RECORDS FOR THE TASK:
PR #1216, opened 2019-01-06
Port mapc

### LINKED ISSUE #916: Port mapc
``` c

DEFUN ("mapc", Fmapc, Smapc, 2, 2, 0,
       doc: /* Apply FUNCTION to each element of SEQUENCE for side effects only.
Unlike `mapcar', don't accumulate the results.  Return SEQUENCE.
SEQUENCE may be a list, a vector, a bool-vector, or a string.  */)
  (Lisp_Object function, Lisp_Object sequence)
{
  register EMACS_INT leni;

  leni = XFASTINT (Flength (sequence));
  if (CHAR_TABLE_P (sequence))
    wrong_type_argument (Qlistp, sequence);
  mapcar1 (leni, 0, function, sequence);

  return sequence;
}
```

krobelus:
Fixes #916

### DIFF
--- a/rust_src/src/fns.rs
+++ b/rust_src/src/fns.rs
@@ -1,5 +1,7 @@
 //* Random utility Lisp functions.
 
+use std::ptr;
+
 use libc;
 
 use remacs_macros::lisp_fn;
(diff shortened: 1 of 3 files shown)


rust_src/src/fns.rs
```diff
@@ -90,6 +94,16 @@ pub fn quote(args: LispCons) -> LispObject {
     args.car()
 }
 
+#[lisp_fn]
+pub fn mapc(function: LispObject, sequence: LispObject) -> LispObject {
+    let leni = length(sequence) as EmacsInt;
+    if unsafe { CHAR_TABLE_P(sequence) } {
```
```suggestion
    if sequence.is_char_table() {
```

shaleh: We prefer to use methods where possible instead of porting the C macros.

krobelus: thanks, I missed that one!

rust_src/src/fns.rs
```diff
@@ -90,6 +93,16 @@ pub fn quote(args: LispCons) -> LispObject {
     args.car()
 }
 
+#[lisp_fn]
+pub fn mapc(function: LispObject, sequence: LispObject) -> LispObject {
+    let leni = length(sequence) as EmacsInt;
```
krobelus: not sure if `leni` as name is ok
same for the cast but that's a simple solution for now

shaleh: Both are fine.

EXERCISE DIRECTIONS:
Working through the data above, find every line holding "quote" and copy it.

EXERCISE OUTPUT:
@@ -90,6 +94,16 @@ pub fn quote(args: LispCons) -> LispObject {
@@ -90,6 +93,16 @@ pub fn quote(args: LispCons) -> LispObject {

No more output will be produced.